# About this exercise
Please repeat all of the records, keeping every word unchanged.
____ Exercise materials
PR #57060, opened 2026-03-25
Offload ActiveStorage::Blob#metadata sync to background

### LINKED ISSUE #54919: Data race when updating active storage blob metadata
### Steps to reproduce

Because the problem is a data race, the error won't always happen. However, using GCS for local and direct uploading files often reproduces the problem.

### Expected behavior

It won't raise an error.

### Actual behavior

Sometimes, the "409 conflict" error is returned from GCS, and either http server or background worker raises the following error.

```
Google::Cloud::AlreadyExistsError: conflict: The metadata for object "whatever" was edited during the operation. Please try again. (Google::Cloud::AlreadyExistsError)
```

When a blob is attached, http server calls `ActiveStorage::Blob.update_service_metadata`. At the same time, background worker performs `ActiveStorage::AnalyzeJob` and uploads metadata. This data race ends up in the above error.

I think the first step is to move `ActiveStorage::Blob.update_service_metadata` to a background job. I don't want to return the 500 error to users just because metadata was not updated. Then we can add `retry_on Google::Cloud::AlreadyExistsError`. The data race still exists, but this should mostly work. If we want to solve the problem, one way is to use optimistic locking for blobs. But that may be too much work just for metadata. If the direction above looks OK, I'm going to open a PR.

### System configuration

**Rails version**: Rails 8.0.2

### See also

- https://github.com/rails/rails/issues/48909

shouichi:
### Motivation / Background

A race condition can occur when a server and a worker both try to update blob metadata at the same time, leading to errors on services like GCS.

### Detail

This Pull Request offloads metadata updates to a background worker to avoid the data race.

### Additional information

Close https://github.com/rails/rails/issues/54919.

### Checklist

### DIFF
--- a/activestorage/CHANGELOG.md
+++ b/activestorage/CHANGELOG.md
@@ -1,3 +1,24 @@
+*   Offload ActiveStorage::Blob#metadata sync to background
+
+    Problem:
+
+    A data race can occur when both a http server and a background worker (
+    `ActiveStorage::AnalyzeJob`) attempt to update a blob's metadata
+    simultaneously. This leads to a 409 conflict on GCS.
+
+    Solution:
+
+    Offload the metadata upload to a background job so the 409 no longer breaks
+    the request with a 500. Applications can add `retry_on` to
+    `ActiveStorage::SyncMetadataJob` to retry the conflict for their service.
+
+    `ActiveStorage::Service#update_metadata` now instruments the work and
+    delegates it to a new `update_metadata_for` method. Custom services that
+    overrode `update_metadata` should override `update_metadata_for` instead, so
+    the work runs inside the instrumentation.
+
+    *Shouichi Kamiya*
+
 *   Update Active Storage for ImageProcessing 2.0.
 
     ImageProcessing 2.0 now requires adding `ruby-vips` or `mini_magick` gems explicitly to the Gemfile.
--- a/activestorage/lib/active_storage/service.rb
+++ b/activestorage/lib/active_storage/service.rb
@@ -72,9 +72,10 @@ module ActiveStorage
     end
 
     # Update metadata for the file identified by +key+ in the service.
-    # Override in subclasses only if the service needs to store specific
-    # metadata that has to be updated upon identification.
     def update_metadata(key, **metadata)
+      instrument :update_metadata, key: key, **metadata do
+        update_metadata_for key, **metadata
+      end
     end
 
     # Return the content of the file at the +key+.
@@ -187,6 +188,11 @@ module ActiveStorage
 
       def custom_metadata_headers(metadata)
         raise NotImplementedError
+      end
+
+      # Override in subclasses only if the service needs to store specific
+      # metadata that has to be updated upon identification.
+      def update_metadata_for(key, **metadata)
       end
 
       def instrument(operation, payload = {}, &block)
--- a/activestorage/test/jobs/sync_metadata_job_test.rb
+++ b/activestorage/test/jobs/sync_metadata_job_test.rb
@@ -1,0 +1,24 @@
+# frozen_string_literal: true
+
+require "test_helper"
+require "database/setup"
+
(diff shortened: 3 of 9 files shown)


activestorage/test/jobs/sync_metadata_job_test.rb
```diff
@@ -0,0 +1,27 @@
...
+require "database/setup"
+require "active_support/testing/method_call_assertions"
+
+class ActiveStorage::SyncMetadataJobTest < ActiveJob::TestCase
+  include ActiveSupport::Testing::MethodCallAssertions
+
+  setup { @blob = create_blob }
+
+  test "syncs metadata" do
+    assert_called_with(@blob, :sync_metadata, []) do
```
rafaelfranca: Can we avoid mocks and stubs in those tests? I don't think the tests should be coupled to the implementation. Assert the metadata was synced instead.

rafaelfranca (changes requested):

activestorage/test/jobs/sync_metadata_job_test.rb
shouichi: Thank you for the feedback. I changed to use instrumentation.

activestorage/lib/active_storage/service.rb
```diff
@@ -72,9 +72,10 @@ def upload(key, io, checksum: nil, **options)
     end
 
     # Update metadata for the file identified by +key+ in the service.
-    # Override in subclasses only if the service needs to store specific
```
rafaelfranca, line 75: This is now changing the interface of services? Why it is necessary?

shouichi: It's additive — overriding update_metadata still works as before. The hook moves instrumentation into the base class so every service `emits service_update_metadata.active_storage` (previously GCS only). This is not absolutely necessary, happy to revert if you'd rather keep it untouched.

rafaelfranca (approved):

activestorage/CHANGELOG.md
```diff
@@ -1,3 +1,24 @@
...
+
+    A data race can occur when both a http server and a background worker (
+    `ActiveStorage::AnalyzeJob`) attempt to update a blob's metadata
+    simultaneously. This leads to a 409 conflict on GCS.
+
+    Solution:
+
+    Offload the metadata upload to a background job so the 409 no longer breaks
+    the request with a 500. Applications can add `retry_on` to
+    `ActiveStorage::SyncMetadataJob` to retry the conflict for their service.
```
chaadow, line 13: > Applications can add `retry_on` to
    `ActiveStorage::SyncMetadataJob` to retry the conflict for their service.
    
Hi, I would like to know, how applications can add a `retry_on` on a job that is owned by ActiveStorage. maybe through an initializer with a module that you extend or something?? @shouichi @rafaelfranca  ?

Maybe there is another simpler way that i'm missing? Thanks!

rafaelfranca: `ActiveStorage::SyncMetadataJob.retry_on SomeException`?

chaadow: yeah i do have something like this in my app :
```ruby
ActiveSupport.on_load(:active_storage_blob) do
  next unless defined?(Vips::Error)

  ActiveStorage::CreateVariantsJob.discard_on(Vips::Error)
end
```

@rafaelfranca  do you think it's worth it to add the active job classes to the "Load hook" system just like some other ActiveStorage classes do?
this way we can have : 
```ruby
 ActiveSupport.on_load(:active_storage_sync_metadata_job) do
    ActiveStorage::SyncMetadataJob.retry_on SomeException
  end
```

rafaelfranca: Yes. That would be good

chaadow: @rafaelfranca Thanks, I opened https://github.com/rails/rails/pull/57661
________
# Finished exercise
PR #57060, opened 2026-03-25
Offload ActiveStorage::Blob#metadata sync to background

### LINKED ISSUE #54919: Data race when updating active storage blob metadata
### Steps to reproduce

Because the problem is a data race, the error won't always happen. However, using GCS for local and direct uploading files often reproduces the problem.

### Expected behavior

It won't raise an error.

### Actual behavior

Sometimes, the "409 conflict" error is returned from GCS, and either http server or background worker raises the following error.

```
Google::Cloud::AlreadyExistsError: conflict: The metadata for object "whatever" was edited during the operation. Please try again. (Google::Cloud::AlreadyExistsError)
```

When a blob is attached, http server calls `ActiveStorage::Blob.update_service_metadata`. At the same time, background worker performs `ActiveStorage::AnalyzeJob` and uploads metadata. This data race ends up in the above error.

I think the first step is to move `ActiveStorage::Blob.update_service_metadata` to a background job. I don't want to return the 500 error to users just because metadata was not updated. Then we can add `retry_on Google::Cloud::AlreadyExistsError`. The data race still exists, but this should mostly work. If we want to solve the problem, one way is to use optimistic locking for blobs. But that may be too much work just for metadata. If the direction above looks OK, I'm going to open a PR.

### System configuration

**Rails version**: Rails 8.0.2

### See also

- https://github.com/rails/rails/issues/48909

shouichi:
### Motivation / Background

A race condition can occur when a server and a worker both try to update blob metadata at the same time, leading to errors on services like GCS.

### Detail

This Pull Request offloads metadata updates to a background worker to avoid the data race.

### Additional information

Close https://github.com/rails/rails/issues/54919.

### Checklist

### DIFF
--- a/activestorage/CHANGELOG.md
+++ b/activestorage/CHANGELOG.md
@@ -1,3 +1,24 @@
+*   Offload ActiveStorage::Blob#metadata sync to background
+
+    Problem:
+
+    A data race can occur when both a http server and a background worker (
+    `ActiveStorage::AnalyzeJob`) attempt to update a blob's metadata
+    simultaneously. This leads to a 409 conflict on GCS.
+
+    Solution:
+
+    Offload the metadata upload to a background job so the 409 no longer breaks
+    the request with a 500. Applications can add `retry_on` to
+    `ActiveStorage::SyncMetadataJob` to retry the conflict for their service.
+
+    `ActiveStorage::Service#update_metadata` now instruments the work and
+    delegates it to a new `update_metadata_for` method. Custom services that
+    overrode `update_metadata` should override `update_metadata_for` instead, so
+    the work runs inside the instrumentation.
+
+    *Shouichi Kamiya*
+
 *   Update Active Storage for ImageProcessing 2.0.
 
     ImageProcessing 2.0 now requires adding `ruby-vips` or `mini_magick` gems explicitly to the Gemfile.
--- a/activestorage/lib/active_storage/service.rb
+++ b/activestorage/lib/active_storage/service.rb
@@ -72,9 +72,10 @@ module ActiveStorage
     end
 
     # Update metadata for the file identified by +key+ in the service.
-    # Override in subclasses only if the service needs to store specific
-    # metadata that has to be updated upon identification.
     def update_metadata(key, **metadata)
+      instrument :update_metadata, key: key, **metadata do
+        update_metadata_for key, **metadata
+      end
     end
 
     # Return the content of the file at the +key+.
@@ -187,6 +188,11 @@ module ActiveStorage
 
       def custom_metadata_headers(metadata)
         raise NotImplementedError
+      end
+
+      # Override in subclasses only if the service needs to store specific
+      # metadata that has to be updated upon identification.
+      def update_metadata_for(key, **metadata)
       end
 
       def instrument(operation, payload = {}, &block)
--- a/activestorage/test/jobs/sync_metadata_job_test.rb
+++ b/activestorage/test/jobs/sync_metadata_job_test.rb
@@ -1,0 +1,24 @@
+# frozen_string_literal: true
+
+require "test_helper"
+require "database/setup"
+
(diff shortened: 3 of 9 files shown)


activestorage/test/jobs/sync_metadata_job_test.rb
```diff
@@ -0,0 +1,27 @@
...
+require "database/setup"
+require "active_support/testing/method_call_assertions"
+
+class ActiveStorage::SyncMetadataJobTest < ActiveJob::TestCase
+  include ActiveSupport::Testing::MethodCallAssertions
+
+  setup { @blob = create_blob }
+
+  test "syncs metadata" do
+    assert_called_with(@blob, :sync_metadata, []) do
```
rafaelfranca: Can we avoid mocks and stubs in those tests? I don't think the tests should be coupled to the implementation. Assert the metadata was synced instead.

rafaelfranca (changes requested):

activestorage/test/jobs/sync_metadata_job_test.rb
shouichi: Thank you for the feedback. I changed to use instrumentation.

activestorage/lib/active_storage/service.rb
```diff
@@ -72,9 +72,10 @@ def upload(key, io, checksum: nil, **options)
     end
 
     # Update metadata for the file identified by +key+ in the service.
-    # Override in subclasses only if the service needs to store specific
```
rafaelfranca, line 75: This is now changing the interface of services? Why it is necessary?

shouichi: It's additive — overriding update_metadata still works as before. The hook moves instrumentation into the base class so every service `emits service_update_metadata.active_storage` (previously GCS only). This is not absolutely necessary, happy to revert if you'd rather keep it untouched.

rafaelfranca (approved):

activestorage/CHANGELOG.md
```diff
@@ -1,3 +1,24 @@
...
+
+    A data race can occur when both a http server and a background worker (
+    `ActiveStorage::AnalyzeJob`) attempt to update a blob's metadata
+    simultaneously. This leads to a 409 conflict on GCS.
+
+    Solution:
+
+    Offload the metadata upload to a background job so the 409 no longer breaks
+    the request with a 500. Applications can add `retry_on` to
+    `ActiveStorage::SyncMetadataJob` to retry the conflict for their service.
```
chaadow, line 13: > Applications can add `retry_on` to
    `ActiveStorage::SyncMetadataJob` to retry the conflict for their service.
    
Hi, I would like to know, how applications can add a `retry_on` on a job that is owned by ActiveStorage. maybe through an initializer with a module that you extend or something?? @shouichi @rafaelfranca  ?

Maybe there is another simpler way that i'm missing? Thanks!

rafaelfranca: `ActiveStorage::SyncMetadataJob.retry_on SomeException`?

chaadow: yeah i do have something like this in my app :
```ruby
ActiveSupport.on_load(:active_storage_blob) do
  next unless defined?(Vips::Error)

  ActiveStorage::CreateVariantsJob.discard_on(Vips::Error)
end
```

@rafaelfranca  do you think it's worth it to add the active job classes to the "Load hook" system just like some other ActiveStorage classes do?
this way we can have : 
```ruby
 ActiveSupport.on_load(:active_storage_sync_metadata_job) do
    ActiveStorage::SyncMetadataJob.retry_on SomeException
  end
```

rafaelfranca: Yes. That would be good

chaadow: @rafaelfranca Thanks, I opened https://github.com/rails/rails/pull/57661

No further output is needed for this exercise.